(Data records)
#####

PR #815, opened 2024-11-05
[core] include Abort[Nothing] in Async

fwbrasil:
`Async` already handles `Abort[Nothing]` but the effect wasn't included in the type intersection.

### DIFF
--- a/kyo-combinators/shared/src/main/scala/kyo/Constructors.scala
+++ b/kyo-combinators/shared/src/main/scala/kyo/Constructors.scala
@@ -114,9 +114,8 @@ extension (kyoObject: Kyo.type)
         using
         flat: Flat[A1],
         boundary: Boundary[Ctx, Async & Abort[E]],
-        reduce: Reducible[Abort[E]],
         frame: Frame
-    ): Seq[A1] < (reduce.SReduced & Async & Ctx) =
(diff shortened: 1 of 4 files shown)


sideeffffect (commented):
`Abort[Nothing]` corresponds to a fatal, unexpected failure/defect/bug, right?

In that case, shouldn't it already be subsumed by `IO` itself?

hearnadam (approved):

hearnadam:
@fwbrasil after checking the build, it looks like this is breaking.

fwbrasil:
> `Abort[Nothing]` corresponds to a fatal, unexpected failure/defect/bug, right?

Yes, it represents a `Result.Panic`. 

> In that case, shouldn't it already be subsumed by `IO` itself?

That's a good point. It seems it'd be more convenient but then `IO.Unsafe.run` will need to return a `Result`. Do you mind creating an issue for it so we can follow up separately? It'll be trickier to implement since `IO` doesn't handle `Abort` currently.

fwbrasil:
Build should be fixed now. I hadn't realized that the `Reducible` evidences aren't necessary anymore since `Abort[Nothing]` is included in `Async`.

sideeffffect:
created the new issues for this
* https://github.com/getkyo/kyo/issues/836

#####

WHAT YOU NEED TO DO: Nothing should be missing: every line above must be reproduced exactly.

ANSWER FOR THE TASK:
PR #815, opened 2024-11-05
[core] include Abort[Nothing] in Async

fwbrasil:
`Async` already handles `Abort[Nothing]` but the effect wasn't included in the type intersection.

### DIFF
--- a/kyo-combinators/shared/src/main/scala/kyo/Constructors.scala
+++ b/kyo-combinators/shared/src/main/scala/kyo/Constructors.scala
@@ -114,9 +114,8 @@ extension (kyoObject: Kyo.type)
         using
         flat: Flat[A1],
         boundary: Boundary[Ctx, Async & Abort[E]],
-        reduce: Reducible[Abort[E]],
         frame: Frame
-    ): Seq[A1] < (reduce.SReduced & Async & Ctx) =
(diff shortened: 1 of 4 files shown)


sideeffffect (commented):
`Abort[Nothing]` corresponds to a fatal, unexpected failure/defect/bug, right?

In that case, shouldn't it already be subsumed by `IO` itself?

hearnadam (approved):

hearnadam:
@fwbrasil after checking the build, it looks like this is breaking.

fwbrasil:
> `Abort[Nothing]` corresponds to a fatal, unexpected failure/defect/bug, right?

Yes, it represents a `Result.Panic`. 

> In that case, shouldn't it already be subsumed by `IO` itself?

That's a good point. It seems it'd be more convenient but then `IO.Unsafe.run` will need to return a `Result`. Do you mind creating an issue for it so we can follow up separately? It'll be trickier to implement since `IO` doesn't handle `Abort` currently.

fwbrasil:
Build should be fixed now. I hadn't realized that the `Reducible` evidences aren't necessary anymore since `Abort[Nothing]` is included in `Async`.

sideeffffect:
created the new issues for this
* https://github.com/getkyo/kyo/issues/836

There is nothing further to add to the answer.